As pretty much everyone realizes by now, the Obama administration’s efforts to convince banks to modify troubled loans has been little more than window dressing. Despite the $75 billion promised to fund the program, only a fraction of the people it was intended to help have received any aid. The problem of homeowner defaults has only increased with rising unemployment, and with around one in four borrowers underwater, the current incentives for loan modifications are just too little, too late.
Earlier this year, the banking industry managed to avoid a change to the bankruptcy code that would have permitted bankruptcy judges to “cram down” the outstanding principal of a loan to the current market value. Predictably, the financial industry (as evidenced by this opinion piece in the Wall Street Journal) was aghast at such an idea, arguing that it would drive up the costs of borrowing and further inhibit lending. But, the cramdown concept has recently reemerged on Capitol Hill, championed by Barney Frank.
Although it seems strange to allow a bankruptcy judge to effectively renegotiate the terms of a loan after it has soured, judges already do this all the time. The only difference is that they do it on behalf of commercial real estate borrowers — just not homeowners, as a result of a quirk in the bankruptcy code. If the concept of cramdown were so fundamentally unfair to lenders, why would it exist in the commercial context?
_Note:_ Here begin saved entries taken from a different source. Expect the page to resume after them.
PR #7176, opened 2023-01-31
fix(throttle): properly handle default ThrottleConfig values

### LINKED ISSUE #7146: Unexpected `false` default value for `leading` when only `trailing` is specified in config parameter
### Describe the bug

The config object to `throttle` and `throttleTime` behaves in an unexpected way regarding `leading`. 

The documentation states that the config parameter "`Defaults to { leading: true, trailing: false }`" but if a config parameter is specified the the default value for `leading` becomes false.

In other words, if someone wants to change the behaviour for `trailing` to `true` and therefore adds a config parameter `{ trailing: true }` this also changes the behavior of `leading` to be `false`. 

I was first tricked by this but then realised I have to specify both `leading` and `trailing` even if I just want to change the behavior of `trailing`.  But then I got PR review comments on the updated code from two independent people that I did not have to specify `leading: true` since that is the default value. 

So it seems like the current behaviour is quite unexpected since they also thought that default value for `leading` would not be affected by specifying `trailing`.

### Expected behavior

I would expect that `leading` is set to the default value (`true`) but this code would cause `leading: false`:
```ts
  throttle(1000, undefined, { trailing: true }
```

I expect the reproduction code to print the same as if I do not specify `trailing`, ie:
```
0
6
13
20
26
```

but it prints 

```
6
13
20
26
```

### Reproduction code

```typescript
timer(0, 150)
  .pipe(throttleTime(1000, undefined, { trailing: true }))
  .subscribe((v) => console.log(v));
```

### Reproduction URL

https://stackblitz.com/edit/rxjs-wehnfb?file=index.ts

### Version

7.5.5

### Environment

_No response_

### Additional context

I believe the last line in this code defines the current behavior:

```ts
* @param durationSelector A function
 * that receives a value from the source Observable, for computing the silencing
 * duration for each source value, returned as an Observable or a Promise.
 * @param config a configuration object to define `leading` and `trailing` behavior. Defaults
 * to `{ leading: true, trailing: false }`.
 * @return A function that returns an Observable that performs the throttle
 * operation to limit the rate of emissions from the source.
 */
export function throttle<T>(
  durationSelector: (value: T) => ObservableInput<any>,
  config: ThrottleConfig = defaultThrottleConfig
    const { leading, trailing } = config;
```

jakovljevic-mladen:
**Description:**
This PR is split into two commits. The first one fixes an issue described in #7146, while the second one adds `ThrottleConfig` docs.

This issue should be probably cherry picked to the `7.x` branch.

Fixes #7146

### DIFF
--- a/src/internal/operators/throttleTime.ts
+++ b/src/internal/operators/throttleTime.ts
@@ -1,5 +1,5 @@
 import { asyncScheduler } from '../scheduler/async';
-import { defaultThrottleConfig, throttle } from './throttle';
+import { throttle, ThrottleConfig } from './throttle';
 import { MonoTypeOperatorFunction, SchedulerLike } from '../types';
 import { timer } from '../observable/timer';
 
@@ -55,7 +55,7 @@ import { timer } from '../observable/timer';
 export function throttleTime<T>(
   duration: number,
   scheduler: SchedulerLike = asyncScheduler,
-  config = defaultThrottleConfig
+  config?: ThrottleConfig
 ): MonoTypeOperatorFunction<T> {
   const duration$ = timer(duration, scheduler);
   return throttle(() => duration$, config);
--- a/src/internal/operators/throttleTime.ts
+++ b/src/internal/operators/throttleTime.ts
@@ -47,7 +47,7 @@ import { timer } from '../observable/timer';
  * internally by the optional `scheduler`.
  * @param scheduler The {@link SchedulerLike} to use for
  * managing the timers that handle the throttling. Defaults to {@link asyncScheduler}.
- * @param config a configuration object to define `leading` and
+ * @param config A configuration object to define `leading` and
  * `trailing` behavior. Defaults to `{ leading: true, trailing: false }`.
  * @return A function that returns an Observable that performs the throttle
  * operation to limit the rate of emissions from the source.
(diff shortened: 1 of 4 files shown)


src/internal/operators/throttleTime.ts
```diff
@@ -47,15 +47,15 @@ import { timer } from '../observable/timer';
...
  * managing the timers that handle the throttling. Defaults to {@link asyncScheduler}.
- * @param config a configuration object to define `leading` and
+ * @param config A configuration object to define `leading` and
  * `trailing` behavior. Defaults to `{ leading: true, trailing: false }`.
  * @return A function that returns an Observable that performs the throttle
  * operation to limit the rate of emissions from the source.
  */
 export function throttleTime<T>(
   duration: number,
   scheduler: SchedulerLike = asyncScheduler,
```
jakovljevic-mladen, line 57: Should `throttleTime` merge `scheduler` and `config` parameters effectively introducing a `ThrottleTimeConfig` interface which would extend `ThrottleConfig` interface by adding `scheduler?: SchedulerLike` property to it?

It would effectively remove the need to use `throttleTime` like this: `throttleTime(1000, undefined, { trailing: true })` to `throttleTime(1000, { trailing: true })`.

@benlesh, thoughts?

benlesh: Yes, this should probably be `throttleTime(number, config)` where `config` has a `scheduler` option. We'll need to deprecate the other signatures that take a scheduler as the second argument, but allow the scheduler to be passed with the config.

benlesh (approved):

PR #7177, opened 2023-01-31
Reduction in size of core piece `Subscriber` and `Subscription`, update deps, internalize deprecated props, drop Node 14.

benlesh:
feat: Reduction in size of core piece `Subscriber` and `Subscription`, internalize deprecated props

+ Removes specialized parent subscription tracking in favor of just adding teardowns to children to remove themselves from parents. This is what you'd have to do with any other similar contemporary api. A note has been added to the docs warning not to leave long-lived child subscriptions that have been removed from parents. This is a corner case we shouldn't be shipping extra code for.
+ Refactors and adds more descriptive comments to tests that are checking the counts of registered finalizers to more definitively show what the test is testing and help understanding of the tests.
+ Eliminates unnecessary creation and in-package-only export/import of `EMPTY_SUBSCRIPTION`.
+ Streamlines subscriber check on `subscription`.  The majority of the time we're either getting a `Subscriber` that we own and trust, or we're getting a user-supplied function or observer. Previous shape-checks could cause issues where an object that was "shaped" properly would not have appropriate error handling safety applied. We can only really trust our own `Subscriber` instances. This does mean that in the case of our own `Subjects` they will be wrapped in a `Subscriber` instance. This can be addressed in a follow-up.
+ Adds additional tests for to ensure errors are reported when thrown inside of destinations handed to the `Subscriber` constructor.

**BREAKING CHANGE: Deprecated `subscriber.isStopped` has been made internal. Use `subscriber.closed` or create a custom observer that tracks `isStopped` state.**

**BREAKING CHANGE: Deprecated `subscriber.destination` has been made internal. If you need to access the subscriber's destination for some reason, you will have to trap the value ahead of time. If this is something you really need, please file and issue and bring it to our attention. There shouldn't be any use cases for this.**

---

chore: update ts-node, mocha, chai, and sinon-chai
    
We had to update ts-node for the newer version of TypeScript. This PR showed an issue where when we used `??=` in the code, CI would fail for Node 14... but it would fail with a nonsense error. Trial and elimination showed that the error was caused when the syntax error was being handled by mocha in ts-node in Node 14. It caused an error like `Unknown pluginType "ui"`. Updating all of these dependencies resolved the issue so I could see the actual error.
    
 ---
 
 feat: Dropping support for Node 14.
    
 + Remove Node 14 from CI
    
**BREAKING CHANGE: Node 14 is no longer supported in version 8. End of life for Node 14 is April 30, 2023. There's no reason for RxJS version 8 to support it, as we won't even be out of beta at that point.**


spec/Subscriber-spec.ts
```diff
@@ -179,6 +177,114 @@ describe('Subscriber', () => {
...
+        },
+        complete() {
+          throw new Error('thrown from complete');
+        }
+      });
+
+      subscriber.next()
+    });
+
+    it('should report errors thrown from a full observer even if it is also shaped like a subscription', (done) => {
```
benlesh, line 255: This test will fail in master. The others will pass, I was just being thorough.

src/internal/Subscription.ts
```diff
@@ -126,51 +110,17 @@ export class Subscription implements SubscriptionLike {
...
-          // We don't add closed subscriptions, and we don't add the same subscription
-          // twice. Subscription unsubscribe is idempotent.
-          if (teardown.closed || teardown._hasParent(this)) {
-            return;
-          }
-          teardown._addParent(this);
+        if (teardown && 'add' in teardown) {
+          // If teardown is a subscription, we can make sure that if it
+          // unsubscribes first, it removes itself from this subscription.
+          teardown.add(() => {
```
benlesh, line 116: No longer keeping track of "parents" internally, instead we're optimizing for a world where child subscriptions remove themselves if they unsubscribe. The side effect to this is if you add and remove a child subscription from a parent subscription a number of times (an extreme edge case), or if you remove a child subscription from a parent, then leak the child subscription for some reason, it will keep a reference to the parent until you unsubscribe it or garbage collect it. These are corner cases, and we're able to remove a lot of weight if we just instruct people to clean up after themselves. :)

src/internal/Subscription.ts
```diff
@@ -186,26 +136,18 @@ export class Subscription implements SubscriptionLike {
...
   remove(teardown: Exclude<TeardownLogic, void>): void {
     this._finalizers?.delete(teardown);
-
-    if (teardown instanceof Subscription) {
-      teardown._removeParent(this);
-    }
   }
 }
 
-export const EMPTY_SUBSCRIPTION = Subscription.EMPTY;
```
benlesh, line 200: This wasn't externally exposed, and overall didn't need to exist.

src/internal/Subscription.ts
```diff
@@ -186,26 +136,18 @@ export class Subscription implements SubscriptionLike {
...
-
-export function isSubscription(value: any): value is Subscription {
```
benlesh, line 202: This was only used in the Observable `subscribe` call, and honestly was more robust than was necessary.

src/internal/Subscriber.ts
```diff
@@ -184,22 +174,6 @@ function handleStoppedNotification(notification: ObservableNotification<any>, su
   onStoppedNotification && timeoutProvider.setTimeout(() => onStoppedNotification(notification, subscriber));
 }
 
-/**
- * The observer used as a stub for subscriptions where the user did not
- * pass any arguments to `subscribe`. Comes with the default error handling
- * behavior.
- */
-export const EMPTY_OBSERVER: Readonly<Observer<any>> & { closed: true } = {
```
benlesh, line 192: Not used at all. Removed.

src/internal/Subscriber.ts
```diff
@@ -164,16 +164,6 @@ function createSafeObserver<T>(observerOrNext?: Partial<Observer<T>> | ((value:
   return new ConsumerObserver(!observerOrNext || isFunction(observerOrNext) ? { next: observerOrNext ?? undefined } : observerOrNext);
 }
 
-/**
- * An error handler used when no error handler was supplied
- * to the SafeSubscriber -- meaning no error handler was supplied
- * do the `subscribe` call on our observable.
- * @param err The error to handle
- */
-function defaultErrorHandler(err: any) {
```
benlesh, line 173: Only used in the removed `EMPTY_OBSERVER`.

src/internal/Subscriber.ts
```diff
@@ -184,22 +174,6 @@ function handleStoppedNotification(notification: ObservableNotification<any>, su
...
- * behavior.
- */
-export const EMPTY_OBSERVER: Readonly<Observer<any>> & { closed: true } = {
-  closed: true,
-  next: noop,
-  error: defaultErrorHandler,
-  complete: noop,
-};
-
-function isObserver<T>(value: any): value is Observer<T> {
```
benlesh, line 199: Only used in `isSubscriber`, which is being removed.

src/internal/Subscriber.ts
```diff
@@ -184,22 +174,6 @@ function handleStoppedNotification(notification: ObservableNotification<any>, su
...
-  return value && isFunction(value.next) && isFunction(value.error) && isFunction(value.complete);
-}
-
-export function isSubscriber<T>(value: any): value is Subscriber<T> {
```
benlesh, line 203: This isn't useful. The only way we can guarantee safety is applied during subscription is to check that it's OUR instance of `Subscriber`. Removed in favor of a simple `instanceof` check.

src/internal/Subscription.ts
```diff
@@ -28,8 +27,6 @@ export class Subscription implements SubscriptionLike {
    */
   public closed = false;
 
-  private _parentage: Subscription[] | Subscription | null = null;
```
benlesh, line 31: Almost all of the code removed in this file (which is substantial) comes from no longer tracking parents on children, and instead just having the children remove themselves. Side effects of that are explained in other comments.

src/internal/Subscription.ts
```diff
@@ -85,7 +69,7 @@ export class Subscription implements SubscriptionLike {
           } catch (err) {
             errors = errors ?? [];
             if (err instanceof UnsubscriptionError) {
-              errors = [...errors, ...err.errors];
+              errors.push(...err.errors);
```
benlesh, line 72: Previously, we were unnecessarily creating a new array every time we ran into an `UnsubscriptionError` inside of our unsubscription. This is probably a corner case, but it's silly that we were doing that.

src/internal/Subscriber.ts
trxcllnt: Are we worried about what happens if someone has two versions of Rx in the same app? i.e. some random package returns an `rxjs@v6` subscription that is added to an `rxjs@v8` subscriber. Or is that handled by always wrapping the unknown observer via `createSafeObserver()`?

jeremymwells: I think removing `isSubscriber()` makes sense. `createSafeObserver()` should yield normalized observer behavior(s).

jeremymwells (approved):

src/internal/Subscriber.ts
benlesh: @trxcllnt it will wrap it in the safe observer. There's a possibility that in a mixed environment mixing one RxJS's copy of Observable, and another's copy of some operator might result in subscriptions not being chained properly, but I haven't confirmed that. In any case, that's a corner case I wouldn't want to punish everyone else for in terms of size. I'll research that to see if it's even possible. If there's a small fix that doesn't cost everyone else, then we'll fix it. If not, we'll have to document workarounds, etc.

src/internal/Subscription.ts
```diff
@@ -186,26 +136,18 @@ export class Subscription implements SubscriptionLike {
    *
    * All finalizer instances are removed to free up memory upon unsubscription.
    *
+   * TIP: In instances you're adding and removing _Subscriptions from other Subscriptions_, you should
```
jakovljevic-mladen, line 139: This tip is a bit hard for me to understand (most probably because I'm not native English speaker). Is there a way to rephrase it a bit?

Also, I think it has a grammatical error here: `...this a non-issue,...`.

.github/workflows/ci_main.yml
```diff
@@ -34,8 +34,8 @@ jobs:
       - name: dtslint
         run: npm run dtslint
       - name: import
-        if: ${{ matrix.node == '14' }}
+        if: ${{ matrix.node == '18' }}
         run: npm run test:import
       - name: import
-        if: ${{ matrix.node == '14' || matrix.node == '15' }}
+        if: ${{ matrix.node == '16' || matrix.node == '18' }}
```
jakovljevic-mladen, line 40: This `if` is not needed at all since we now only have version 16 and 18.

jakovljevic-mladen (approved):
LGTM, only minor nits/comments.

The answer is that, strange as it may seem, cramdown is not at all unfair, and is actually a remarkably efficient tool for detoxifying troubled real estate loans. The real beauty of the cramdown lies in the fact that it provides leverage to the borrower to renegotiate the loan. Knowing that they might get crammed down, lenders usually prefer a negotiated solution with the borrower, which is quicker, cheaper, and more efficient than taking their chances with a bankruptcy judge. Without such leverage, the bank has little incentive to avoid simply going forward with foreclosure proceedings and taking back the property.
California has an anti-deficiency statute, meaning that banks who advanced purchase money on 1 to 4 unit properties can’t seek a deficiency judgment from defaulting homeowners for the amount they can’t recover from selling the property. (Of course, even without such protection, you usually can’t collect a deficiency judgment from a bankrupt debtor.) Thus, as a practical matter, banks already eat the entire loss after a foreclosure, leading me to seriously question the argument that permitting a cramdown in such a situation would really increase borrowing costs to any significant degree.
Now, in late 2009, it has become apparent that rising unemployment has (for now, at least) caused many homeowners to be forced to the brink of foreclosure without any obvious way out. Providing homeowners the protection that is already guaranteed to commercial borrowers would simply even the playing field. Congress should reconsider the wisdom of prohibiting cramdown for home loans. To reduce losses to lenders, the code could include protections, such as profit participation for lenders if the residence were profitably sold within a certain period of time. This would provide a benefit that lenders don’t currently enjoy in the foreclosure context – since they typically try to unload foreclosed properties quickly. Finally, cramdown should only be permitted where the borrower can show that they are in a position to be able to make the (reduced) payment after the principal amount has been reduced to the market price.